San Diego

3 San Diego Veterans Return to Normandy 75 Years After D-Day

Three World War II veterans from San Diego County are among the dwindling number of heroes who have returned to Normandy for commemorations marking the 75th anniversary of D-Day.

Sydney Walton, Jack Port, and Tom Rice are up in age, but filled with spirit as they mark both the sacrifice and success of what remains the largest air, sea and land invasion in military history.

Tom Rice was a paratrooper in Normandy. He's continued jumping out of airplanes to mark D-Day all these decades later and made the jump in Normandy this week in honor of the anniversary.

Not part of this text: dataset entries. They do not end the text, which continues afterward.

PR #712, opened 2022-06-25
Vectorize at leaf nodes

tgymnich:


tgymnich:
Closed in favor of #747

PR #713, opened 2022-06-25
Fix type mismatch in GlobalVariable initialiser in the case of vector mod

tgymnich:
Use scalar type instead of vector type for the GlobalVariable initialiser.


tgymnich:
for future reference #704

wsmoses (approved):
LGTM, add a test?

tgymnich:
There is already a test

PR #719, opened 2022-06-27
handle old cmake with newer llvm

ZuseZ4:
Users might want to use llvm with an older, officially unsupported cmake (see our CI).
In this case we don't want to use the tablegen function from llvm but rather our own replacement which doesn't use the TRANSFORM command.


wsmoses (approved):
Check this passes benchmark CI, then go ahead and merge.

ZuseZ4:
> Check this passes benchmark CI, then go ahead and merge.

Already passed CI Benchmarking a few times before merging main, so I'll just let CI merge it.

PR #732, opened 2022-07-09
Fix wrapped value used in chain rule

tgymnich:


wsmoses (approved):
Add a test?

wsmoses:
@tgymnich to preserve the issue. Add a test?

tgymnich:
LOL auto merge. I do not think a test is necessary here, since Tablegen will hopefully get rid of these kind of errors.

PR #733, opened 2022-07-09
Cast gutils to correct subclass for applyChainRule

tgymnich:


ludgerpaehler (approved):
Looks sensible to me! Would recommend to better pronounce the difference between `DiffeGradientUtils`, and `GradientUtils` in `GradientUtils.h` for better dev-documentation at that point.

PR #743, opened 2022-07-20
fix ConstantExpr handling in CreateAugmentedPrimal

### LINKED ISSUE #721: Assertion `VMap[invertedRetPs[ri]]' failed
Another (somewhat larger) variation of #720 and #677 triggered the assertion above.
Passed you the stacktrace on Slack.

ZuseZ4:
llvm's copyFunctionInto won't add constantexpr to the vmap, since It can be shared, similar to constantData.

fixes #721

### DIFF
--- a/enzyme/test/Enzyme/ReverseMode/constexpr.ll
+++ b/enzyme/test/Enzyme/ReverseMode/constexpr.ll
@@ -1,0 +1,26 @@
+; RUN: %opt < %s %loadEnzyme -enzyme -enzyme-preopt=false -mem2reg -instsimplify -simplifycfg -S | FileCheck %s
+
+@_ZTId = external dso_local constant i8*
+
+define i8* @_ZNK4implIdE4typeEv()  {
+  ret i8* bitcast (i8** @_ZTId to i8*)
+}
+
+declare void @_Z17__enzyme_virtualreverse(i8*)
+
+define void @_Z18wrapper_1body_intsv()  {
+  call void @_Z17__enzyme_virtualreverse(i8* bitcast (i8* ()* @_ZNK4implIdE4typeEv to i8*))
+  ret void
+}
+
+; CHECK: define internal { i8*, i8*, i8* } @augmented__ZNK4implIdE4typeEv() #1 {
+; CHECK-NEXT:   %1 = alloca { i8*, i8*, i8* }, align 8
+; CHECK-NEXT:   %2 = getelementptr inbounds { i8*, i8*, i8* }, { i8*, i8*, i8* }* %1, i32 0, i32 0
+; CHECK-NEXT:   store i8* null, i8** %2, align 8
+; CHECK-NEXT:   %3 = getelementptr inbounds { i8*, i8*, i8* }, { i8*, i8*, i8* }* %1, i32 0, i32 1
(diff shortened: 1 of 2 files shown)


wsmoses (approved):

enzyme/test/Enzyme/ReverseMode/constexpr.ll
```diff
@@ -0,0 +1,26 @@
...
+}
+
+declare void @_Z17__enzyme_virtualreverse(i8*)
+
+define void @_Z18wrapper_1body_intsv()  {
+  call void @_Z17__enzyme_virtualreverse(i8* bitcast (i8* ()* @_ZNK4implIdE4typeEv to i8*))
+  ret void
+}
+
+; CHECK: define internal { i8*, i8*, i8* } @augmented__ZNK4implIdE4typeEv() #1 {
```
wsmoses, line 16: This currently fails on LLVM7, please fix

ZuseZ4:
@wsmoses MacOs fails, but not sure what the error should tell me?

ZuseZ4:
I also had an issue on Linux on an earlier commit here: https://github.com/EnzymeAD/Enzyme/runs/7436868577?check_suite_focus=true
Maybe it's just the infrastructure having a bad day?
Can someone working on MacOS test it? I took the run command from the Reverse/constant.ll example, so I see no reason why my new test should fail on macOS.

tgymnich:
I was able to reproduce the issue on my machine. I will look into it soon.

tgymnich:
It seems like the `inversionAllocs` are marked unreachable and successively deleted (EnzymeLogic.cpp:2235). The crash then happens when we want to access `inversionAllocs` the next time at EnzymeLogic.cpp:2301.

wsmoses:
@ZuseZ4 the solution then is to move the invertpointer calls (https://github.com/EnzymeAD/Enzyme/blob/e8ed87c549f07621f591d90ff91a445a6873f34c/enzyme/Enzyme/EnzymeLogic.cpp#L2295) prior to the deletion/move of inversionAllocas

ZuseZ4:
Thanks @tgymnich @wsmoses.

tgymnich:
Your added test still triggers assertions. They just don't show up in our CI.

```
    for (auto pair : toVirtual) {
      auto CI = pair.first;
      Constant *fn = dyn_cast<Constant>(CI->getArgOperand(0));
      if (!fn) {
        EmitFailure("IllegalVirtual", CI->getDebugLoc(), CI,
                    "Cannot create virtual version of non-constant value ", *CI,
                    *CI->getArgOperand(0));
        return false;
      }
      TypeAnalysis TA(Logic.PPC.FAM);

      auto Arch =
          llvm::Triple(
              CI->getParent()->getParent()->getParent()->getTargetTriple())
              .getArch();

      bool AtomicAdd = Arch == Triple::nvptx || Arch == Triple::nvptx64 ||
                       Arch == Triple::amdgcn;

      auto val = GradientUtils::GetOrCreateShadowConstant(
          Logic, TLI, TA, fn, pair.second, /*width*/ 1, AtomicAdd);
      CI->replaceAllUsesWith(ConstantExpr::getPointerCast(val, CI->getType()));
      CI->eraseFromParent();
      Changed = true;
    }
```

CI->getType() => void
val->getType() => i8*

PR #754, opened 2022-07-29
Julia malloc handling

wsmoses:


vchuravy:
What is the motivation? While Julia does provide Libc.malloc it shouldn't be used by most programs?

wsmoses:
```
No augmented forward pass found for malloc
declare i64 @malloc(i64) local_unnamed_addr
```

I do agree with you, but I'm actually myself using it right now to minimize a test (https://github.com/EnzymeAD/Enzyme.jl/issues/388) and we might as well handle it.

ZuseZ4 (approved):

PR #757, opened 2022-07-29
Fallback pthread [incorrect]

wsmoses:
@ZuseZ4


wsmoses:
@ZuseZ4 if you still need this, it can be done more easily at the user level now with `__attribute__((enzyme_inactive))`, so I'm going to close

“I jumped for the good guys that were lost, never returned, that did survive, but could never talk about it,” Rice told NBC News.

Sydney Walton, who recently celebrated his 100th Birthday, has been on a mission to travel to all 50 states as part of an effort to raise awareness about the dwindling number of veterans from that war who are still alive. He was an army medic tending to the injured during the invasion. Sadly, there were many.

In all 160,000 American and allied troops, 5,000 ships and more than 11,000 airplanes crossed the English Channel on June 6, 1944 and attacked a 50-mile stretch of German-occupied France.

And Jack Port was 22 years old when the veteran waded ashore that day with the U.S. Army 4th Division 12th Infantry Regiment.

Three of the tens of thousands of members of the U.S. military and allied forces who bravely served to change the course of history.